After the shooting, Global Witness released its own statement, strongly condemning the murder and calling for a thorough and independent investigation that will “ensure that the real perpetrators are brought to justice, not just the hitmen.”
“Cambodia has a long history of political, human rights and labor activists being killed, with murderers rarely brought to justice,” the NGO wrote.
Mr. Ley was born on October 19, 1970, in Takeo province’s Tram Kak district. He graduated with a medical degree in 1992 and studied for a master’s degree in research from Chulalongkorn University in Thailand from 1996 to 1997. In 2008, he graduated with a doctoral degree in social science from Malaya University in Malaysia, according to his Facebook page.
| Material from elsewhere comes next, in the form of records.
PR #561, opened 2026-09-03
docs(benchmarks): OSWorld 2.0 apparatus and methods

damianvtran:
## Summary

The OSWorld 2.0 apparatus has existed only as an **untracked scratch file** at `~/worktrees/osworld/PROOF_PLAN.md` — one `rm` from gone. This commits it as `docs/benchmarks/osworld_2/README.md`, rewritten as the methods/apparatus section of a paper rather than a runbook.

Two purposes: someone must be able to reproduce our numbers in six months, and a reader must be able to judge whether a number from this apparatus is credible.

Docs-only, plus a four-line cross-link in `docs/BENCHMARKS.md`. Patch bump → **0.44.43**.

## What it covers

- **The benchmark** — OSWorld 2.0, 108 long-horizon tasks, release `osworld-v2-2026.08.08` pinned to upstream commit `d578d2d4`, the binary-completion metric, and the step budget. Explicitly separated from OSWorld-Verified's 369 short tasks, with a note that our 25-step runs are **not** comparable to published 500-step numbers.
- **The sandbox** — AMI, `t3.xlarge`, us-east-1, gp3 root, and why ports 5000/9222/5910 are restricted to a single `/32` (they are unauthenticated services on a public IP driving a scored run). The TTL lease, the tag-scoped role, why the tag must be atomic in `run_instances`, and the readiness probe.
- **Adapter architecture** — separate distribution and why (`distribution_digest` verifies every RECORD row, so in-harness code would break the pin every release), the locked interpreter, `-I -s -E -B`, canonical JSONL over dedicated pipes, the supervised process group, and why the host never imports adapter code.
- **The content-pinned workspace** and exactly what invalidates it, where **#542** (bytecode) and **#543** (upstream scratch writes + the cwd move) belong.
- **Rescue/teardown** with the full evidence-code table, and **#548** stated plainly: *every rescue before 0.44.41 was a no-op* — the worker never called the adapter, so the leak backstop did not exist.
- **The evidence bundle** — what is recorded, how it is sealed and independently re-verified, and the reportability/comparability precedence that decides reportable vs unscored.
- **Run parameters and cost accounting** — cost is the provider's own `usage.cost` in integer micro-USD, not a local reconstruction.
- **Reproduction** — exact commands, pre-audit, episode, post-audit, sweep, kill-and-rescue drill, cloud-free rehearsal.

## Honesty section

The doc's value is that it can be trusted, so §8 states what has **not** been done:

- **No full 108-task run.** No aggregate score, no per-task score, no measured suite cost.
- **No successful paid episode.** One paid episode exists; it failed on its first decision (`frame_id "1"` against `frame_id="screen"`), sealed `cleanup_incomplete` / `unscored`, wrote **zero `model_request` events**, and cost **$0.00** in model spend. It produced #542 and #543, and its stranded descriptor exposed #548.
- **No live kill-and-rescue drill.** #548 was verified against a copy of a descriptor whose instance was already terminated — that proves the path executes, not that it terminates a live leaked instance.
- Residual risks: episode scratch has **no reaper**; the adapter's `uv.lock` pins `local-operator==0.44.26`, older than the schema-1.2 worker it speaks to; the documented `requests>=2.32.0` override against OSWorld's `~=2.31` pin; and a fourth pre-existing flake (`test_redundant_roster_events_skip_the_sidecar_write`, 7/60 on clean `main`) that is unrelated but will surface in suite runs.

No credential values, no account identifiers, no operator IP — required inputs are described by shape and named by env var only. Paths use `~/`.

## Verification method

Every factual claim was checked against **primary source**, not the runbook — digests and counts against `config/release-v2026.08.08.json` and `task_hashes.json` (108 modules confirmed on disk), instance type against `provisioning._DEFAULT_INSTANCE_TYPE`, ports and readiness against `providers/aws.py`, the 4 GiB cap against `discovery.MAX_WORKSPACE_BYTES`, scoring against `scoring.py`, labels and precedence against `evidence/models.py` and `episode.py`, bundle layout against `verify.py::_ALLOWED_ROOT`, defaults against `run_episode.py`'s parser, and the four PRs against their merge commits (`b7542b2e`→v0.44.36, `580922bd`→v0.44.39, `69fdf69b`→v0.44.41).

**One code-vs-runbook discrepancy, recorded rather than resolved:** the staged security group opens **5910** for VNC and upstream's AWS provider logs a `:5910/vnc.html` URL, but `DesktopEnv` itself defaults `vnc_port = 8006`. Nothing on the episode's critical path reads VNC, so the doc states both and calls it unresolved instead of asserting either.

The upstream benchmark figures (108 tasks, ~1.6 h median, ~318 tool calls, 20.6% binary at 500 steps, 369 tasks for v1) are cited from the OSWorld 2.0 project page, which is the primary source for them.

## Gates

Run over the whole tree exactly as CI does, all clean:

```
.venv/bin/python -m flake8 .                      -> rc=0
uvx --from black==26.1.0 black --check .          -> 812 files unchanged
uvx isort==5.13.2 --check .                       -> rc=0
.venv/bin/python -m pyright --pythonpath ... .    -> 0 errors, 0 warnings, 0 informations
```

Docs-only diff — no unit-test impact. Rebased onto `91078872` after main moved mid-work; version re-checked against both `origin/main` (0.44.42) and PyPI (0.44.42) immediately before pushing, so 0.44.43 is free.

### DIFF
--- a/docs/BENCHMARKS.md
+++ b/docs/BENCHMARKS.md
@@ -3,6 +3,11 @@
 Measurable evidence for the harness's fixed cost and its per-task workload.
 Run these with a real provider key; they hit the live API.
 
+This document measures the *harness*. For the external computer-use benchmark
+— the OSWorld 2.0 apparatus, its sandbox, its evidence rules, and what has and
+has not been measured there — see
+[`docs/benchmarks/osworld_2/README.md`](benchmarks/osworld_2/README.md).
+
 ## Complex-task cost (`scripts/bench_task_cost.py`)
 
 The predecessor of this section measured four prompts and trusted the agent's
--- a/docs/benchmarks/osworld_2/README.md
+++ b/docs/benchmarks/osworld_2/README.md
@@ -93,7 +93,7 @@ One episode owns one EC2 instance for its lifetime.
 | Region | `us-east-1` (infra `AWS_REGION`) | the release AMI exists only there |
 | AMI | `ami-01017272139e01feb` | release pin, `provider_images.aws` |
 | Instance type | `t3.xlarge` unless the task overrides it | `provisioning._DEFAULT_INSTANCE_TYPE` |
-| Root volume | gp3, 4000 IOPS, 1000 MB/s; size from the task or the AMI's own block-device mapping (30 GiB for this AMI) | `providers/aws.py` |
+| Root volume | gp3, 4000 IOPS, 1000 MB/s; **40 GiB** — a floor, raised only if the AMI's own block-device mapping is larger. The release AMI declares 30 GiB, so the request is 40 | `providers/aws.py` |
 | Screen | 1920x1080, headless, `action_space="pyautogui"` | `providers/aws.py` |
 | Subnet / SG | operator-supplied via infra `AWS_SUBNET_ID`, `AWS_SECURITY_GROUP_ID` | not created by the adapter |
 
--- a/docs/benchmarks/osworld_2/README.md
+++ b/docs/benchmarks/osworld_2/README.md
@@ -1,0 +1,725 @@
+# OSWorld 2.0: apparatus and methods
+
+How this harness runs an OSWorld 2.0 episode, what is pinned, what is
+recorded, and what a reader must know before treating a number produced here
+as a result. It is the methods section for the OSWorld 2.0 work, not a
+runbook: the operator commands it names are the ones under
+[Reproduction](#reproduction), and the build recipe itself lives in
+[`benchmarks/osworld_v2_adapter/README.md`](../../../benchmarks/osworld_v2_adapter/README.md),
+which this document cross-references rather than duplicates. For the harness's
+own cost and throughput measurements — a different subject — see
+[`docs/BENCHMARKS.md`](../../BENCHMARKS.md).
+
+**Status at time of writing (2026-09-02): no score exists.** One paid episode
+has been run; it failed on its first decision, and the two suite-wide numbers
+this apparatus is designed to produce (per-task binary completion, aggregate
+completion over the 108 tasks) have never been measured. Everything below
+describes an apparatus that is built and partly exercised, not a result.
+[Status and honest limitations](#status-and-honest-limitations) states exactly
+what has and has not been done, and it is the section to read first if the
+question is "can I trust a number from this?".
+
+## 1. The benchmark
+
+OSWorld 2.0 (`osworld-v2-2026.08.08`) is a computer-use benchmark of **108
+long-horizon workflows** on a real Ubuntu desktop. Upstream reports a median
+human completion time of about 1.6 hours per task and an average of ~318 tool
+calls for a frontier model, against about 30 in OSWorld 1.0; its headline
+figures are quoted **under a binary-completion metric at 500 steps**, where
+the best reported model completes 20.6% of tasks (54.8% partial). Tasks are
+scored by per-task Python evaluators shipped with the corpus, averaging 27.25
+scoring checkpoints per task.
+
+**It is not OSWorld-Verified, and the two must never be conflated.** The
+original OSWorld (v1) is a 369-task benchmark of short, mostly single-app
+tasks (a 361-task variant excludes 8 Google Drive tasks needing manual setup).
+A number from one says nothing about the other: different corpus, different
+task lengths, different step budgets, different evaluators. Nothing in this
+apparatus runs OSWorld 1.0 or OSWorld-Verified, and no comparison to their
+leaderboards is licensed by anything here.
+
+### What is pinned, and by what
+
+The pin is the file `benchmarks/osworld_v2_adapter/config/release-v2026.08.08.json`,
+committed in-tree. Every value below is read from it, not from prose:
+
+| Pin | Value |
+| --- | --- |
+| Release name | `osworld-v2-2026.08.08` |
+| Release manifest sha256 | `afe4f61ba6f4e4dce6c9f5815578e41e084fb6b61ee96b7118d9055e5d339aab` |
+| Upstream code | `xlang-ai/OSWorld-V2` tag `v2026.08.08`, commit `d578d2d4e0dc82b43e270fdaa7fa89d9708cd154` |
+| Tasks dataset | `xlangai/osworld_v2_tasks` rev `3736efa55d9d5dc78f57e873ef78886663e41200`, **108 task modules** |
+| Task-hash manifest sha256 | `42f8f6f8939b8712997d5891456a575f8a2a5f53465e9e3e6747af5d6efd0915` |
+| Assets dataset | `xlangai/osworld_v2_assets_gated` rev `acad110ef3136405f95434b54862bf9066176c2a`, manifest required |
+| Guest image | `ami-01017272139e01feb` (us-east-1, 1920x1080) |
+
+The tasks and assets are **gated** Hugging Face datasets: a human accepts the
+terms once and fetches them into an inputs root (default `~/worktrees/osworld`).
+Nothing in the apparatus downloads them; the build script verifies what is on
+disk against the pin above and refuses, naming the path, on any mismatch.
+
+### Scoring
+
+An episode's score comes from the task's own upstream `evaluate()` and is
+mapped by `scoring.score_to_artifact` on a **scored-or-raise** contract:
+
+- exact `0.0` → `binary=0`; exact `1.0` → `binary=1`;
+- any other in-range value → `partial_ppm = round(v * 1_000_000)` (the
+  protocol's portable-metadata subset excludes floats; V2's `conj: "avg"`
+  and `"sum"` evaluators produce genuine fractions, so this path is real);
+- NaN, infinity, out-of-range, non-numeric, or a missing evaluator → **raise**.
+
+The raise matters. Upstream's `evaluate()` swallows metric exceptions into
+`0.0` and logs a missing evaluator rather than failing. Mapping "could not
+evaluate" to zero reports a failure the agent did not commit, which is score
+deflation; the harness expresses "we could not score this" as an `unscored`
+outcome decided by the runner, never as an adapter-returned zero.
+
+### Step budget
+
+The step budget here is a harness parameter, not the benchmark's. Upstream's
+headline metric is measured at 500 steps. `EpisodeConfig.max_steps` defaults
+to **50** and `scripts/run_episode.py --max-steps` defaults to **25**; the one
+paid episode ran at 25. **A run at 25 steps is not comparable to a published
+500-step number**, and any suite run intended for comparison must state its
+step budget alongside its score.
+
+## 2. The sandbox
+
+One episode owns one EC2 instance for its lifetime.
+
+| Property | Value | Source |
+| --- | --- | --- |
+| Region | `us-east-1` (infra `AWS_REGION`) | the release AMI exists only there |
+| AMI | `ami-01017272139e01feb` | release pin, `provider_images.aws` |
+| Instance type | `t3.xlarge` unless the task overrides it | `provisioning._DEFAULT_INSTANCE_TYPE` |
+| Root volume | gp3, 4000 IOPS, 1000 MB/s; size from the task or the AMI's own block-device mapping (30 GiB for this AMI) | `providers/aws.py` |
+| Screen | 1920x1080, headless, `action_space="pyautogui"` | `providers/aws.py` |
+| Subnet / SG | operator-supplied via infra `AWS_SUBNET_ID`, `AWS_SECURITY_GROUP_ID` | not created by the adapter |
+
+### Ports, and why they are restricted to one address
+
+The security group is a **pre-existing operator-owned group** — the adapter
+neither creates nor repairs one — and it must allow inbound TCP from the
+**controller host's current public `/32`** only:
+
+- **5000** — the OSWorld guest control service. Every action, every
+  screenshot, and every setup upload crosses this port, and the readiness
+  probe polls `http://<public-ip>:5000/terminal` until it answers 200 (600 s
+  timeout, 5 s interval).
+- **9222** — Chrome DevTools. Upstream's setup controller and its Chrome
+  evaluators talk to the guest's browser on this port **from the controller**
+  (`chromium_port`, default 9222).
+- **5910** — noVNC web access, optional, for a human watching a guest.
+  Upstream logs a `http://<ip>:5910/vnc.html` URL for AWS instances.
+
+These are unauthenticated services on a public IP. A `0.0.0.0/0` rule on 5000
+hands anyone on the internet full control of a desktop that is executing a
+scored run, and on 9222 a remote debugger on its browser; the `/32` is the
+whole access control. The operator's own address is deliberately not recorded
+in this repository — supply it at group-creation time and re-check it before
+each run.
+
+**Caveat, verified against upstream:** `DesktopEnv` itself defaults
+`vnc_port = 8006` and only AWS provider *log lines* use 5910. 5910 is the port
+the operator's staged group opens and the one upstream advertises for AWS web
+VNC; 8006 is what the env object carries. Neither is on the episode's critical
+path (nothing the harness does reads VNC), so this is recorded as an
+unresolved inconsistency rather than a claim either way.
+
+### The TTL lease
+
+An unattended cloud instance that outlives its controller is the failure mode
+that costs real money, so the lease is structural rather than best-effort. The
+provider creates an EventBridge Scheduler schedule named `lop-ttl-<episode-id>`
+targeting `ec2:terminateInstances`, **immediately after `run_instances` and
+before waiting for readiness**. A failure to create the lease terminates the
+instance and fails the episode — it is never downgraded to a warning.
+
+The schedule's role (infra `AWS_SCHEDULER_ROLE_ARN`) is an operator-created
+IAM role trusted by `scheduler.amazonaws.com` whose only permission is
+`ec2:TerminateInstances` on instances tagged `lop:adapter = osworld-v2`.
+Because the role is tag-scoped, the tag must exist at instance creation; it is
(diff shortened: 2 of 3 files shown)


damianvtran:
### Agent review — round 1

**Reviewer:** independent `reviewer` subagent (Claude Opus 4.5) — not the author of this branch
**Scope:** `9107887201b9b1f18d561a973510fe3eee04af18..aa8e21adac258650c73187aa7f8d21b63a9e7d3b` (`docs/benchmarks/osworld_2/README.md` +725, `docs/BENCHMARKS.md` +5, `pyproject.toml` version bump)

Reviewed in a clean detached worktree at `aa8e21ad`. Because this document's whole value is that a reader can trust it, I checked claims against **primary source** (the pin JSON, adapter/harness code, upstream `desktop_env` in the prepared checkout, the upstream paper PDF, merge commits, and the artifacts on disk) rather than against `PROOF_PLAN.md` or the author's own list. Prose/tone was deliberately not reviewed — this is engineering documentation.

---

#### Claims verified against primary source (sample of 30+, all sections)

**Pins (§1)** — all seven table rows match `config/release-v2026.08.08.json` byte for byte: release name, manifest sha256 `afe4f61b…`, upstream commit `d578d2d4e0dc82b43e270fdaa7fa89d9708cd154` + tag, tasks rev `3736efa5…` with `task_count: 108`, task-hash manifest `42f8f6f8…`, assets rev `acad110e…`, AMI `ami-01017272139e01feb`. ✅

**Upstream statistics (§1)** — extracted the text of `paper.pdf` directly and confirmed each: 20.6% binary / 54.8% partial for Claude Opus 4.8 under "primary binary-completion metric at 500 steps"; "averaging 27.25 checkpoints per task"; "median of about 1.6 hours"; "average of 318 tool calls … compared with about 30 in OSWorld 1.0"; 108 long-horizon tasks. The OSWorld v1 369/361 (8 Google Drive tasks) figure also checks out. ✅ These were flagged as unverified by the author; they are in fact correct.

**Sandbox (§2)** — `_DEFAULT_INSTANCE_TYPE = "t3.xlarge"` (`provisioning.py:33`); gp3 / `Iops 4000` / `Throughput 1000` (`providers/aws.py:393-395`); region/subnet/SG operator-supplied. Readiness probe exact: `GUEST_PORT = 5000`, `_READY_PATH = "/terminal"`, `readiness_timeout_s: float = 600.0`, `self._sleep(5.0)` (`aws.py:89-92, 276, 478-491`). ✅

**TTL lease (§2)** — `DEFAULT_TTL_SECONDS = 7200`, `TTL_SLACK_SECONDS = 15 * 60` (`aws.py:81-84`); `ttl_seconds_for` floors at the slack (`aws.py:169-172`). Ordering claim confirmed: `_create_lease` is awaited *before* `_wait_ready`, and its failure calls `_terminate_best_effort` then raises `AllocationError` — never downgraded to a warning (`aws.py:355-363`). Tags applied atomically inside `run_instances` via `TagSpecifications` for both instance and volume (`aws.py:403-406`). ✅

**Sealing (§2)** — `_seal_upstream` replaces `_revert_to_snapshot`, `provider.revert_to_snapshot`, `_save_state`, `get_vm_path`, `close`/`stop_emulator` with raisers (`aws.py:559-595`). ✅

**Adapter architecture (§3)** — isolation flags are exactly `-I -s -E -B -m local_operator.evaluation.adapters.worker` (`discovery.py:272-279`); 1 MiB frame cap (`rpc.py:83`); `ADAPTER_SCHEMA_VERSION = "1.2"` (`api.py:49`). `release_digest` formula matches `build_osworld_adapter.py:106-115` exactly, including field order. ✅

**Workspace (§4)** — `MAX_WORKSPACE_FILES = 100_000`, `MAX_WORKSPACE_BYTES = 4 * 1024**3` (`discovery.py:30-31`); gated assets measured at **4.2 GB** on disk, matching the stated figure. Cache root `artifact_root.parent / "osworld-cache" / episode_id` (`adapter.py:171`); cwd move and restore confirmed (`adapter.py:212, 478, 823`). ✅

**Scoring (§1) / evidence codes (§5) / reportability (§6)** — scored-or-raise contract matches `scoring.py:37-63` including `partial_ppm = round(v * 1_000_000)` and the NaN/inf/out-of-range raises. Reportability precedence in the doc (`cleanup_incomplete > budget_unreconciled > cancelled > unscored > synthetic_model > reportable`) matches `_reportability_label` (`runner/episode.py:1568-1596`) branch for branch. Tag audit "terminates nothing, prints `[]`, exits 0/1" matches `scripts/osworld_tag_audit.py:63-70`. ✅

**Run parameters (§7)** — all eight defaults match `scripts/run_episode.py:473-497` (`--max-steps 25`, `--max-usd 0.50`, `--max-wall-s 1800`, `--max-cycle-usd None`, `--keep-recent-frames 3`, `--benchmark-release osworld-v2-2026.08.08`); `EpisodeConfig.max_steps: int = 50` and `max_decision_retries: int = 2` (`episode.py:208, 218`); `guest_actions = max_steps * 8`, `model_cycles = max_steps * 2` (`run_episode.py:261-262`). Exit-code contract (0/1/2) matches the script docstring. ✅

**PR → version mappings (§4, §5, §8)** — checked each merge commit's `pyproject.toml`: #542 → `b7542b2e` → **0.44.36**; #543 → `580922bd` → **0.44.39**; #548 → `69fdf69b` → **0.44.41**; #559 → `1e9a07f3` → **0.44.42**. All four correct. The #548 narrative ("`_dispatch` handled `begin_rescue` itself, `params.secrets` dropped, provider stayed `None`, every rescue was structurally inert") is a faithful restatement of that commit's own message and diff — the honest framing the task asked for is present and accurate. ✅

**Paid episode (§8)** — read the bundle rather than the prose. `outcome.json`: `status=failed`, `reportability_label=cleanup_incomplete`, `comparability_label=comparable`, `score.status=unscored` with `reason=infrastructure_failure`, `rescue_required=True`, bundle `ep-6ea01a117eee`. Event-kind census of `events.jsonl` shows **zero `model_request` events** — the "$0.00, never billed" claim is exactly right. ✅

**Static parse (§8)** — reproduced independently: ran `load_static` over all 108 gated task modules; **108/108 parsed**, and the non-static set is exactly `{task_015, task_050, task_056, task_057, task_072}` — precisely the five named. ✅

**Lock / override (§8)** — adapter `version = "0.1.1"`; `uv.lock` pins `local-operator==0.44.26`; `override-dependencies = ["requests>=2.32.0"]` present; lock contains exactly **424** packages, matching "resolves 424 packages in total". ✅

**Hygiene (§5 of the brief)** — scanned the whole file: no absolute home paths (`~/` used throughout), no IP addresses (the only match is the literal `0.0.0.0/0` in a warning), no 12-digit account IDs, no ARNs with account numbers, no `AKIA`/`sk-`/token patterns. AWS is described only by env-var **names** and resource shapes. `osworld-public-evaluation` is upstream's published default (confirmed at `desktop_env.py:83` and upstream README:307), not a secret. ✅

**Gates** — `flake8 .` rc=0, `black --check .` rc=0 (812 files), `isort --check .` rc=0, all via the AGENTS.md-mandated invocations. CI on `aa8e21ad` is green across all 8 checks including both `tui-e2e` legs. ✅

**Reproduction (§Reproduction)** — walked it as a competent engineer would. Prerequisites, credential-store presence check (`grep -c`, never printing a value), pre-audit, episode invocation, post-audit, bundle verification, sweep, and the cloud-free rehearsal are complete and correctly ordered; the build recipe correctly says stdlib **`venv --copies`**, i.e. it carries the #543 correction and does not repeat the non-existent `uv venv --copies`. Placeholders are consistently angle-bracketed. No missing step found that would strand a reader.

---

#### Findings

**BLOCKER — 1**

**B1 — Version 0.44.43 is already taken; this PR would merge into a released version and become unpublishable.**
`pyproject.toml:7` sets `version = "0.44.43"`, but that version has already shipped from another branch:

- `origin/main` is now at `f4d11ddd` and already carries `version = "0.44.43"` (released by `074f4d7c` — `chore(release): 0.44.43 — lop send argument grammar (#560)`).
- `gh release view v0.44.43` exists: **"0.44.43: Priced model picker"**.
- PyPI's JSON API reports `info.version == 0.44.43`, and `0.44.43` is present in `releases`.

Re-checked at the end of the review, as instructed. This is the silent-collision case: the PR's base (`91078872`) predates the release, and `git merge-tree` against current `origin/main` shows **no conflict** — the merge would succeed quietly and leave `main` at a version already on PyPI, so the release step would fail on a duplicate upload with nothing to signal why.
*Fix (one line):* rebase on current `origin/main` and bump the tip `chore(release)` commit to **0.44.44**; re-confirm against both `origin/main` and PyPI immediately before merging. The bump size is right — docs-only is correctly a patch.

**MAJOR — 1**

**M1 — The root-volume figure in the sandbox table is wrong: the request is 40 GiB, not 30 GiB.**
`docs/benchmarks/osworld_2/README.md:96` reads "size from the task or the AMI's own block-device mapping (30 GiB for this AMI)". The code applies a **floor of 40**, mirroring upstream:
```python
# providers/aws.py:413-436
default = 40
...
size = max(size, int(ebs.get("VolumeSize", 0)))
```
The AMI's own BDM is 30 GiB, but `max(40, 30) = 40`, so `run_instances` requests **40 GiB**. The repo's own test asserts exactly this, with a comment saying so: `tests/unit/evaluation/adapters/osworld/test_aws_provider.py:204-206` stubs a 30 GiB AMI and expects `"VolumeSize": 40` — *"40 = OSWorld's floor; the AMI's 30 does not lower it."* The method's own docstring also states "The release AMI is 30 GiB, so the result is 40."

He leaves behind a wife, Bou Rachna, and four sons. His wife, who is now pregnant with their fifth child, said her husband could not have owed anyone money and did not want revenge against anyone.
“He was a good person. I never worried that such problems would happen to him. I do not know why it happened to him like this. I am really sad,” said Mrs. Rachna.
Mr. Ley knew the dangers of speaking out against the government and often spoke of what might happen to him because of his criticism.
“I never thought that I was going to live long,” Mr. Ley once said. “One day, I might die or be shot to death. But as long as I live, I will say what the others dare not to. No one can buy me or make me not speak out.”